In [2]:
# hide

%load_ext nb_black

<IPython.core.display.Javascript object>

In [3]:
# default_exp core

<IPython.core.display.Javascript object>

# module Core

> Core benchmark logic

In [4]:
# export

import os
import math
import hashlib

from pathlib import Path
from typing import Optional, Callable, Any

from pydantic import BaseModel

<IPython.core.display.Javascript object>

# Benchmark Files

In [5]:
# export


def md5sum_for_path(path):
    with path.open("rb") as f:
        md5sum = hashlib.md5(f.read()).hexdigest()
    return md5sum


class FilesystemCreator:
    def __call__(self, path, size):
        path.parent.mkdir(parents=True, exist_ok=True)
        if not path.exists():
            with path.open("wb") as f:
                f.write(os.urandom(size))
        return md5sum_for_path(path)


class BenchmarkFile(BaseModel):
    number: int
    base_path: str
    size: int
    data_root: str = "data"
    hostname: str = "localhost"
    port: int = 8000
    md5sum: Optional[str] = None
    creator: Callable = FilesystemCreator()

    @property
    def filesystem_path(self):
        return Path(self.data_root) / self.base_path / str(self.number)

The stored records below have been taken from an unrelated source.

PR #1077, opened 2018-03-26
Additional processing for dependencies

uiri:
This builds on #1052

### DIFF
--- a/azurelinuxagent/common/protocol/restapi.py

    def get_or_create(self):
        self.md5sum = self.creator(self.filesystem_path, self.size)

    @property
    def path(self):
        return f"{self.data_root}/{self.base_path}/{self.number}"

    @property
    def host(self):
        return f"http://{self.hostname}:{self.port}"

    @property
    def url(self):
        return f"{self.host}/{self.path}"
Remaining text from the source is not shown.